▶ _Exercise requirements_
Go through the entries below and copy every line that holds the word "onClick".

*** Block opens ***

PR #1258, opened 2020-03-27
rubocop fixes

behraaangm:
This change is [Reviewable](https://reviewable.io/reviews/shakacode/react_on_rails/1258)

### DIFF
--- a/.rubocop.yml
+++ b/.rubocop.yml
@@ -3,7 +3,7 @@
 
 AllCops:
   DisplayCopNames: true
-  TargetRubyVersion: 2.2
+  TargetRubyVersion: 2.5
 
   Include:
     - '**/Rakefile'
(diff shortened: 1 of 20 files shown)


behraaangm:
___
*[spec/dummy/spec/requests/console_logging_spec.rb, line 9 at r1](https://reviewable.io/reviews/shakacode/react_on_rails/1258#-M3TEFCw-EDFb_yTzJYO:-M3TXcN02d9hjHKX_I2n:bx30nbs) ([raw file](https://github.com/shakacode/react_on_rails/blob/71e09ebd4868ac8c96c6fa7bab8d9df1cd4874f5/spec/dummy/spec/requests/console_logging_spec.rb#L9)):*

Super...

I remember something about this from a long time ago.

Can you explain why this one was the only one that needed this to keep the indent like this?
</blockquote></details>

Yes, those lines were getting compared in test against expected_lines which doesn't have the spaces starting the line, I guess disabling the rubocop indentation was a better tradeoff to trim those lines of whitespaces.

Issue #1198, opened 2019-03-05
React Hooks (Hooks can only be called inside the body of a function component)


lukaskamp:
I'm trying Testing React Hooks with react_on_rails gem and noticed there is a Error: 

"Hooks can only be called inside the body of a function component error."

Without using ReactOnRails config (e.g in packs/applications.js) everything works correctly. Also when I used react-rails gem everything works. 

Where could be problem ?

amauryfischer:
Got same problem there, i tried a couple of react suggestion(veryfing i'm using hooks correctly, and veryfing that i got a single version of React) but it's not one of them...
Seems we are not alone, don't know if it comes from rails webpacker, React on rails, or anything else.
Related issue on rails webpacker : https://github.com/rails/webpacker/issues/1840

justin808:
@lukaskamp @amauryfischer can one of you give me a simple reproduction case? a github repo?

wuz:
As a note, a quick fix for this is to just wrap your React On Rails rendered component in a function, like this:

```
export default props => <ComponentHere {...props} />;
```

amauryfischer:
```
import React,{useState} from 'react'
const Test = function() {
    const [state, setstate] = useState(0);
    return (
        <div onClick={setstate(state + 1,)}>{state}</div>
    )
}

export default props => <Test {...props} />;
```

@wuz didn't work, same error :
```
Invariant Violation: Hooks can only be called inside the body of a function component.
```

wuz:
@amauryfischer Is that the exact code you are using? That `setstate` call in the button won't work, since that is just getting called on render, causing an infinite loop.

Using `export default props => <Test {...props} />;` worked for me.

amauryfischer:
Yes my bad, but even corrected
```
import React,{useState} from 'react'
const Test = function() {
    const [state, setstate] = useState(0);
    return (
        <div onClick={() => setCount(count + 1)}>{state}</div>
    )
}

export default props => <Test {...props} />;
```

got the same error.
Even with only <div></div> in the return.
This is so strange ><

juliusdelta:
We're having the same issue.

We have multiple components rendering on the same page. We believe this is related to the issue described [in the react docs](https://reactjs.org/warnings/invalid-hook-call-warning.html) about loading 2 instances of React, possibly.

The easiest way to reproduce is to make 2 components with hooks and register them then pass those two into a Rails view. If I have enough time later today I'll make a reproduction repo and update this comment.

[...]

PR #1268, opened 2020-04-16
Major change to fix issues with React Hooks

justin808:
See details in https://github.com/shakacode/react_on_rails/issues/1198

# BREAKING CHANGE

I’m updating React on Rails. The new API for **ReactOnRails.register** will take an object which registers either

1. React functional or class components
2. render-functions, as defined below.

The update concerns render-functions (formerly called "generator functions"). Previously, generator functions would return JSX and there were sort of like a React function component. But not quite, as you could not use React Hooks within them.

With this update, render-functions need to return either a

1. React Function Component
2. React Class Component
3. An object representing server-side rendering output

***Note, you can no longer return JSX!***

If you use React component or create a function that returns a React component, then the React on Rails library will call React.createElement and then call ReactDOM.render (or hydrate).

This ensures that React Hooks can always be used with both the React functional or class components and render-functions.

In the case of the render-function, if you could just return the React element (or JSX) and you used the hook API, then you’d get an obscure “hooks don’t work” error.

Use regular React functional or class component or a render-function for your client-side bundle:

```javascript
// React functional component
export default (props) => (
  <App {...props} />
);
```

Or a render-function. Note you can't return just the JSX (React element), but you need to return either a React functional or class component.
```javascript
// React functional component
export default (props, railsContext) => (
  () => <App {{railsContext, ...props}} />
);
```

Note, this doesn't work, because this function just returns a React Element
```javascript
// React functional component
export default (props, railsContext) => (
  <App {{railsContext, ...props}} />
);
```

While this does result in changing all the cases that looked like a React functional component, but had 2 params, I do believe this is worth it.

#1268  Performance? 

In my update to React on Rails, I’m changing some APIs. I’m wondering if calling a function to create a function that has a closure with say very a large props JS object, and then returning that function and then
the function will again be called by React.createElement(MyComponent, props)…So the props passed to the React function are not really necessary b/c they can be in a closure.

I’m concerned that having the props passed to the real React component will be bad for performance if they already should be used from the closure. However, **JavaScript passes objects by reference, so I don't see any issue.**

This could be optimized by not passing any props (which would go into unused param _props below). However, that’s going to be confusing in some cases. I can see people defining the inner component using the same name props and that would shadow the outer one.

```js
import React from 'react';
const MyAppComponent = (props, railsContext) => (
  // NOTE: need to wrap in a function so this is proper React function component that can use
  // hooks
  // the props get passed again, but we ignore since we use a closure
  // or should we
  (_props) =>
      <div>
        <p>props are: {JSON.stringify(props)}</p>
        <p>railsContext is: {JSON.stringify(railsContext)}
        </p>
      </div>
);
export default MyAppComponent;
```

---
This change is [Reviewable](https://reviewable.io/reviews/shakacode/react_on_rails/1268)


spec/dummy/client/app/startup/DeferredRenderAppServer.jsx
```diff
@@ -34,7 +34,7 @@ const DeferredRenderAppServer = (_props, railsContext) => {
     return { error, redirectLocation };
   }
 
-  return <RouterContext {...routerProps} />;
+  return () => <RouterContext {...routerProps} />;
```
justin808, line 37: This makes sense, @Judahmeek. It needs a React function component, not JSX.

spec/dummy/spec/system/integration_spec.rb
```diff
@@ -66,10 +66,10 @@ def finished_all_ajax_requests?
 
     context "React Hooks" do
       context "Simple stateless component" do
-        include_examples "React Component", "div#HelloWorldApp-react-component-6"
+        include_examples "React Component", "div#HelloWorld-react-component-6"
       end
       context "render function that takes props" do
-        include_examples "React Component", "div#HelloWorldApp-react-component-7"
+        include_examples "React Component", "div#HelloWorld-react-component-7"
```
justin808, line 72: An idea on why this changed?

justin808:
Only pending thing for merge is to double check the CHANGELOG, README, and upgrade docs.

docs/basics/upgrading-react-on-rails.md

*** Block closes ***

▶ _Answer for the task_
        <div onClick={setstate(state + 1,)}>{state}</div>
        <div onClick={() => setCount(count + 1)}>{state}</div>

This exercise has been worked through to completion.